Thank you, Outsider. That was a very interesting and informative article! Many years ago, more than 20(!), I was living with some Iranians who also explained about Polygamy not being officially endorsed, but no more than 4 wives were permitted by Islam.
Thank you, again.


----------



## Fernando

valerie said:
			
		

> Another comment: Someone mentioned that all muslim countries allow polygamy. I'm really not sure this is so. At least I would say this is not common practice in Morroco, Algeria, Tunisia and Turquey. I do not know for other countries. What is for sure is that in Senegal, Burkina Faso and other countries from equatorial Africa do practice polygamy as a social model.

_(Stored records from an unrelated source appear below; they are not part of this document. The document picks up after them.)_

PR #45484, opened 2023-01-02
[9.x] Fix method contextual binding

imdhemy:
This PR reopens #45482.

This commit reproduces the issue:


imdhemy:
I will try to find an alternative solution

PR #45487, opened 2023-01-02
[10.x] Add support for native column modifying

hafezdivandari:
Related to #45258, this PR adds support for native column modifying and drops necessity of installing `doctrine/dbal` when modifying columns using `change()` on MariaDB, MySQL, PostgreSQL and SQL Server.

### Supported databases, modifiers and types:

| Database | Native Support | Supported column modifiers | Supported column types |
| --- | --- | --- | --- |
| MariaDB  | ✅ ([docs](https://mariadb.com/kb/en/alter-table/#modify-column)) | _Same as MySQL_ | All types |
| MySQL | ✅ ([docs](https://dev.mysql.com/doc/refman/8.0/en/alter-table.html#alter-table-redefine-column)) | `after`, `first`, `autoIncrement`, `from`, `storedAs`, `storedAsJson`, `virtualAs`, `virtualAsJson`, `invisible`, `unsigned`, `nullable`, `default`, `charset`, `collation`, `comment`, `useCurrent`, `useCurrentOnUpdate`, `srid`, `renameTo`<sup>2</sup> | All types |
| PostgreSQL | ✅ ([docs](https://www.postgresql.org/docs/current/sql-altertable.html)) | `autoIncrement`<sup>3</sup>, `from`, `storedAs`<sup>4</sup>, `generatedAs`, `always`, `nullable`, `default`, `collation`, `comment`, `useCurrent`, `isGeometry`, `projection` |  All types except `enum`<sup>5</sup> |
| SQLite | ❌ ([docs](https://www.postgresql.org/docs/current/sql-altertable.html)) | _N/A_ | _N/A_
| SQL Server | ✅ ([docs](https://learn.microsoft.com/en-us/sql/t-sql/statements/alter-table-transact-sql?view=sql-server-ver16)) | `autoIncrement`<sup>6</sup>, `nullable`, `default`, `collation`, `persisted`, `useCurrent` | All types except `enum`<sup>7</sup> |

### Notes:
1. According to [MySQL docs](https://dev.mysql.com/doc/refman/8.0/en/alter-table.html#alter-table-redefine-column), for column definition changes using CHANGE or MODIFY, **the definition must include the data type and all attributes** that should apply to the new column, **other than index attributes** such as PRIMARY KEY or UNIQUE. Attributes present in the original definition but not specified for the new definition are not carried forward. Suppose that a column `col1` is defined as:
   ```php
   $table->integer('col1')->unsigned()->default(1)->comment('my column'); // `col1` int unsigned not null default '1' comment 'my column'
   ```
   and you modify the column as follows, intending to change only INT to BIGINT:
   ```php
   $table->bigInteger('col1')->change(); // alter table `t1` modify `col1` bigint not null
   ```
   That statement changes the data type from INT to BIGINT, but it also drops the UNSIGNED, DEFAULT, and COMMENT attributes. To retain them, the statement must include them explicitly:
   ```php
   $table->bigInteger('col1')->unsigned()->default(1)->comment('my column')->change(); // alter table `t1` modify `col1` bigint unsigned not null default '1' comment 'my column'
   ```
   The same approach is also used on **PostgreSQL** and **SQL Server**, you have to redeclare all the attributes you want to keep on the column definition.
2. Currently Laravel compiles added and modified column before other commands, It means to change and rename a same column you should call `renameColumn` command after `change` command:
   ```php
   $table->enum('difficulty', ['easy', 'hard'])->change();
   $table->renameColumn('difficulty', 'hardness');
   ```
   However, this PR adds `renameTo` column modifier on MySQL to rename and modify a column at one go:
   ```php
   $table->enum('difficulty', ['easy', 'hard'])->renameTo('hardness')->change();
   ```
3. Laravel compiles `autoIncrement` on PostgreSQL as `primary key` and also causes column type to be `serial`. This PR partially supports `autoIncrement`, it means the `autoIncrement` modifier still causes a column type to be `serial` type and you may use `from` modifier to set it's starting value, but it doesn't add or drop the primary key. You may use `primary()` and `primary(false)` commands explicitly to achieve this.
4. PostgreSQL doesn't have a native alter command for modifying the expression of a generated column or turning a regular column to a stored generated column, it means `storedAs` modifier is not supported on this PR. However, it is supported to set `storedAs(null)` explicitly on PostgreSQL >= 13.0 to drop the generated column expression (turns a stored generated column into a normal base column). 
5. PostgeSQL [has native `enum`](https://www.postgresql.org/docs/10/datatype-enum.html) but the syntax is different, Laravel uses a check constraint on a `varchar` when adding an `enum` type. This PR doesn't handle modifying `enum` type on PostgreSQL.
6. Laravel compiles `autoIncrement` modifier as `identity primary key` on SQL Server. SQL Server doesn't support adding / dropping `identity` and `primary key` when using alter column. So this PR also doesn't support that. You may use `primary()` and `primary(false)` commands explicitly to achieve this.
7. SQL server doesn't have a native `enum` and Laravel is using a check constraint on a `nvarchar` when adding an `enum` type. This PR doesn't support modifying `enum` on SQL Server.

### What if I have already installed `doctrine/dbal`?
Just like #45258, if you have already installed Doctrine DBAL, you have to call `Schema::useNativeSchemaOperationsIfPossible()` method within the `boot` method of your `App\Providers\AppServiceProvider` class or within your migrations files to be able to use native schema operations.

### DIFF
--- a/src/Illuminate/Database/Schema/Blueprint.php
+++ b/src/Illuminate/Database/Schema/Blueprint.php
@@ -119,7 +119,7 @@ class Blueprint
      */
     public function toSql(Connection $connection, Grammar $grammar)
     {
-        $this->addImpliedCommands($grammar);
+        $this->addImpliedCommands($connection, $grammar);
 
         $statements = [];
 
@@ -183,10 +183,11 @@ class Blueprint
     /**
      * Add the commands that are implied by the blueprint's state.
      *
+     * @param  \Illuminate\Database\Connection  $connection
      * @param  \Illuminate\Database\Schema\Grammars\Grammar  $grammar
      * @return void
      */
-    protected function addImpliedCommands(Grammar $grammar)
+    protected function addImpliedCommands(Connection $connection, Grammar $grammar)
     {
         if (count($this->getAddedColumns()) > 0 && ! $this->creating()) {
             array_unshift($this->commands, $this->createCommand('add'));
@@ -198,7 +199,7 @@ class Blueprint
 
         $this->addFluentIndexes();
 
-        $this->addFluentCommands($grammar);
+        $this->addFluentCommands($connection, $grammar);
     }
 
     /**
@@ -236,12 +237,17 @@ class Blueprint
     /**
      * Add the fluent commands specified on any columns.
      *
+     * @param  \Illuminate\Database\Connection  $connection
      * @param  \Illuminate\Database\Schema\Grammars\Grammar  $grammar
      * @return void
      */
-    public function addFluentCommands(Grammar $grammar)
+    public function addFluentCommands(Connection $connection, Grammar $grammar)
     {
         foreach ($this->columns as $column) {
+            if ($column->change && ! $connection->usingNativeSchemaOperations()) {
+                continue;
+            }
+
             foreach ($grammar->getFluentCommands() as $commandName) {
                 $this->addCommand($commandName, compact('column'));
             }
--- a/src/Illuminate/Database/Schema/Blueprint.php
+++ b/src/Illuminate/Database/Schema/Blueprint.php
@@ -243,17 +243,7 @@ class Blueprint
     {
         foreach ($this->columns as $column) {
             foreach ($grammar->getFluentCommands() as $commandName) {
-                $attributeName = lcfirst($commandName);
-
-                if (! isset($column->{$attributeName})) {
-                    continue;
-                }
-
-                $value = $column->{$attributeName};
-
-                $this->addCommand(
-                    $commandName, compact('value', 'column')
-                );
+                $this->addCommand($commandName, compact('column'));
             }
         }
     }
@@ -1785,35 +1775,5 @@ class Blueprint
         return array_filter($this->columns, function ($column) {
             return (bool) $column->change;
         });
-    }
-
-    /**
-     * Determine if the blueprint has auto-increment columns.
-     *
-     * @return bool
-     */
-    public function hasAutoIncrementColumn()
-    {
-        return ! is_null(collect($this->getAddedColumns())->first(function ($column) {
-            return $column->autoIncrement === true;
-        }));
-    }
-
-    /**
-     * Get the auto-increment column starting values.
-     *
-     * @return array
-     */
-    public function autoIncrementingStartingValues()
-    {
-        if (! $this->hasAutoIncrementColumn()) {
-            return [];
-        }
-
-        return collect($this->getAddedColumns())->mapWithKeys(function ($column) {
-            return $column->autoIncrement === true
-                        ? [$column->name => $column->get('startingValue', $column->get('from'))]
-                        : [$column->name => null];
-        })->filter()->all();
     }
 }
--- a/src/Illuminate/Database/Schema/Grammars/PostgresGrammar.php
+++ b/src/Illuminate/Database/Schema/Grammars/PostgresGrammar.php
@@ -34,7 +34,7 @@ class PostgresGrammar extends Grammar
      *
      * @var string[]
      */
-    protected $fluentCommands = ['Comment'];
+    protected $fluentCommands = ['Comment', 'AutoIncrementStartingValues'];
 
     /**
      * Compile a create database command.
@@ -91,15 +91,15 @@ class PostgresGrammar extends Grammar
      *
      * @param  \Illuminate\Database\Schema\Blueprint  $blueprint
      * @param  \Illuminate\Support\Fluent  $command
-     * @return array
+     * @return string
      */
     public function compileCreate(Blueprint $blueprint, Fluent $command)
     {
-        return array_values(array_filter(array_merge([sprintf('%s table %s (%s)',
+        return sprintf('%s table %s (%s)',
             $blueprint->temporary ? 'create temporary' : 'create',
             $this->wrapTable($blueprint),
             implode(', ', $this->getColumns($blueprint))
-        )], $this->compileAutoIncrementStartingValues($blueprint))));
+        );
     }
 
     /**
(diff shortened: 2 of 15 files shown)


src/Illuminate/Database/Schema/Blueprint.php
```diff
@@ -236,24 +237,19 @@ protected function addFluentIndexes()
...
      * @return void
      */
-    public function addFluentCommands(Grammar $grammar)
+    public function addFluentCommands(Connection $connection, Grammar $grammar)
     {
         foreach ($this->columns as $column) {
-            foreach ($grammar->getFluentCommands() as $commandName) {
-                $attributeName = lcfirst($commandName);
-
-                if (! isset($column->{$attributeName})) {
```
taylorotwell, line 248: Why is this check removed?

hafezdivandari: Before this before, we had only one fluent command which was comment on PostgreSQL, this PR does a clean up on auto-increment starting values and add that as fluent command for PostgreSQL and MySQL, also adds default as a fluent command for SQL Server. This Check is removed because it won't work for all these commands, instead of checking the value here, we check the situation on the command itself and decide whether to compile or not.

fluent commands before this PR: Comment (PostgreSQL)
fluent commands after this PR: Comment (PostgreSQL), Auto-increment starting values (PostgreSQL and MySQL) and Default (SQL Server)

src/Illuminate/Database/Schema/Grammars/PostgresGrammar.php
```diff
@@ -672,42 +719,7 @@ protected function typeTinyInteger(Fluent $column)
...
-        if (! is_bool($column->generatedAs) && ! empty($column->generatedAs)) {
-            $options = sprintf(' (%s)', $column->generatedAs);
-        }
-
-        return sprintf(
-            '%s generated %s as identity%s',
-            $type,
-            $column->always ? 'always' : 'by default',
-            $options
-        );
```
taylorotwell, line 710: This seems like a pretty huge change for Laravel? We are changing the entire way we define auto-incrementing IDs in Postgres? Is this necessary?

hafezdivandari: It is not a change at all, it is necessary because PostgreSQL has different `alter column` syntax for column type and other column attributes so we have to separate type definitions and modifiers to handle that in a most clear way.

for example:
```
alter table `t1` alter column `col1` type bigserial. alter column `col1`, add generated always as identity, ....
```

hafezdivandari: The `generatableColumn` method has changed to `modifyGeneratedAs` method.

taylorotwell:
Can you elaborate on #3 and #6 in your PR description? This only applies to changing columns? Can you give some examples of what would work and what wouldn't work?

> Laravel compiles autoIncrement on PostgreSQL as primary key and also causes column type to be serial. This PR partially supports autoIncrement, it means the autoIncrement modifier still causes a column type to be serial type and you may use from modifier to set it's starting value, but it doesn't add or drop the primary key. You may use primary and dropPrimary commands explicitly to achieve this.

hafezdivandari:
> Can you elaborate on point 3 and point 6 in your PR description? This only applies to changing columns? Can you give some examples of what would work and what wouldn't work?

@taylorotwell sure. It's not just about modifying columns, currently on creating a table or adding a column, the `autoIncrement` modifier means both "auto-increment" and "primary key". This may not cause a problem at most cases, but it does in some cases for example in MySql you can do this:

```sql
CREATE TABLE users (
     id bigint unsigned not null auto_increment,
     name varchar(255) not null,
     primary key (id, name)
);
```

but you can't do this on Laravel, because `autoIncrement` modifier compiles to `auto_increment primary key` instead of just `auto_increment`. (I wanted to send another PR maybe to fix this on 10.x)

Ok that was the whole picture, but when you want to modify a column with `autoIncrement` modifier on MySQL, this is still not a big problem because MySQL accepts this (although that `primary key` part may not be what the user intended to add):
```
alter table `users` modify `id` bigint unsigned not null auto_increment primary key
```

but PostgreSQL and SQL Server doesn't accept that when altering a column. it means you can't control the adding/dropping of a primary key when changing a column. As I said this needs another BC PR to change what `autoIncrement` modifier means in Laravel when we already have `->primary()` to handle that.

taylorotwell:
OK, but for adding columns everything still works as before on 9.x. However, when modifying columns, can you give an example of some actual migration code that would now throw an error after this PR?

hafezdivandari:
Yes, for adding **everything** works as before. And when modifying an auto-increment column, **no error would be thrown** but there are some differences in compare to when adding a column:

### Examples of `autoIncrement` modifier
#### MySQL / MariaDB
```php
// when adding
$table->integer('id')->autoIncrement(); // alter table `users` add `id` int not null auto_increment primary key
$table->increments('id'); // alias to above

// when modifying
$table->integer('id')->autoIncrement()->change(); // alter table `users` modify `id` int not null auto_increment primary key
$table->increments('id'); // alias to above
```
✅ Everything works as expected.

#### PostgreSQL
```php
// when adding
$table->integer('id')->autoIncrement(); // alter table "users" add column "id" serial not null primary key
$table->increments('id'); // alias to above

// when modifying
$table->integer('id')->autoIncrement()->change(); // alter table "users" alter column "id" type serial, alter column "id" set not null, alter column "id" drop default, alter column "id" drop identity if exists; comment on column "users"."id" is NULL
$table->increments('id'); // alias to above
```
⚠️ The column type is `serial` as expected, but we don't handle the primary key.

#### SQL Server
```php
// when adding
$table->integer('id')->autoIncrement(); // alter table "users" add "id" int not null identity primary key
$table->increments('id'); // alias to above

// when modifying
$table->integer('id')->autoIncrement()->change(); // alter table "users" alter column "id" int not null
$table->increments('id'); // alias to above
```
❌ Both `identity` and `primary key` are missing and `autoIncrement` is ignored.

taylorotwell:
OK - this is a pretty risky PR I think but I'm willing to take a chance on it since it would be nice to not have doctrine/dbal for changing columns.

PR #45489, opened 2023-01-02
Add missing return statement for getDateTime validation

joshuaruesweg:
Currently the method returns nothing, if the `Date::parse($value)` thrown any exception. The return type should be explicit `null`, as this is the same return type as the return type, which returns if the parse fails.


taylorotwell:
Not necessary.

I only said I assumed this. 

Polygamy is polygamy is not common practice nowhere. Normally polygamy means polygyny and it is practised in (mostly) poor countries. A common polygamy would produce:

- A large number of angry, non-married men.
- A large number of wowen and children with just a few men to look for the money.

Traditional islamic approach is to admit polygamy up to four wives and assuming the husband can afford to maintain them.


----------



## Chaska Ñawi

Cuchu's comments about looking the other way are already happening in the case of the not-Mormon group in Bountiful, British Columbia.  Everybody's known of the situation, already described by GenJen and FenixPollo in respect to other communities, but nobody's interfered unless there's been an actual complaint from a 13-year-girl.  (And in Bountiful, girls are told, according to one girl who left the community, that they won't get into heaven unless they're married by the time they're 13.)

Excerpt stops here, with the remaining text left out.